Como fã de Engenheiros do Hawaii desde muito pequena, sempre acompanhei os lançamentos da banda. E lembro como se fosse ontem a primeira vez que ouvi o álbum Dançando no Campo Minado. Corria o ano de 2003 e eu havia acabado de entrar na faculdade de História. Vivia muitos sonhos, os dias adquiriam muitas cores. E a música “Dom Quixote” foi amor à primeira vista (ou melhor, amor à primeira ouvida).

Isso porque era daquelas músicas que caíam como luva, que pareciam traduzir todos os meus sentimentos, que tinha tudo a ver com quem eu acreditava ser, e com quem eu queria ser… E como um hino que precisa ser periodicamente entoado, esta música nunca mais deixou de me acompanhar.

“Muito prazer, meu nome é otário
Vindo de outros tempos, mas sempre no horário
Peixe fora d’água, borboletas no aquário
Muito prazer, meu nome é otário
Na ponta dos cascos e fora do páreo
Puro sangue, puxando carroça”

É que sempre vivi com um sentimento profundo de inadequação: na escola, na família, na igreja, (mais tarde, na faculdade e no trabalho também).

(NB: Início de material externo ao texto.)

PR #7091, opened 2021-06-22
TestRoutePolicies: Don't ignore route tags

millstein:
Fixes a bug in TestRoutePolicies where the tags on the input/output routes were being ignored and replaced with the default value (0).


ratulm (commented):
> *[Reviewable](https://reviewable.io/reviews/batfish/batfish/7091)* status: :shipit: complete! all files reviewed, all discussions resolved (waiting on @millstein)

Não importa. Sempre um peixe fora d’água. Sempre com a sensação de que pertenço a outra época, a outros dias. E, mesmo assim, sempre seguindo regras e respeitando os dias que julgo não fazerem sentido. “Muito prazer, me chamo otária também!”

“Um prazer cada vez mais raro
Aerodinâmica num tanque de guerra
Vaidades que a terra um dia há de comer
Ás de Espadas fora do baralho
Grandes negócios, pequeno empresário
Muito prazer, me chamam de otário”

Em muitos sentidos, é irresistível. Porque fazer diferente e fazer a diferença não são necessariamente ambições quando você acredita que este seja o seu dever. Ou, quando isso te causa uma constante inquietação.

Ouvi essa música infinitas vezes. Já apresentei-a a muitos amigos. E, finalmente, resolvi compartilhá-la aqui. Aqui, neste blog, que também é um amante das causas perdidas. Aqui neste blog que à primeira vista pode parecer bobo e ingênuo. Mas que, ao final, insiste em olhar o óbvio de forma tão singular até encontrar nele o que não é tão óbvio assim. Pelo contrário, é até difícil de ver.

“Tudo bem, até pode ser
Que os dragões sejam moinhos de vento
Tudo bem, seja o que for
Seja por amor às causas perdidas”

A música Dom Quixote faz referência ao episódio narrado por Miguel de Cervantes em famoso livro homônimo da literatura espanhola. No livro, Dom Quixote de la Mancha confunde moinhos de vento com gigantes, apesar de seu fiel escudeiro tê-lo avisado sobre a realidade. O clássico é repleto de ironias e coloca-nos a pensar de que forma vale a pena viver e até que ponto a loucura também não faz parte de certa lucidez.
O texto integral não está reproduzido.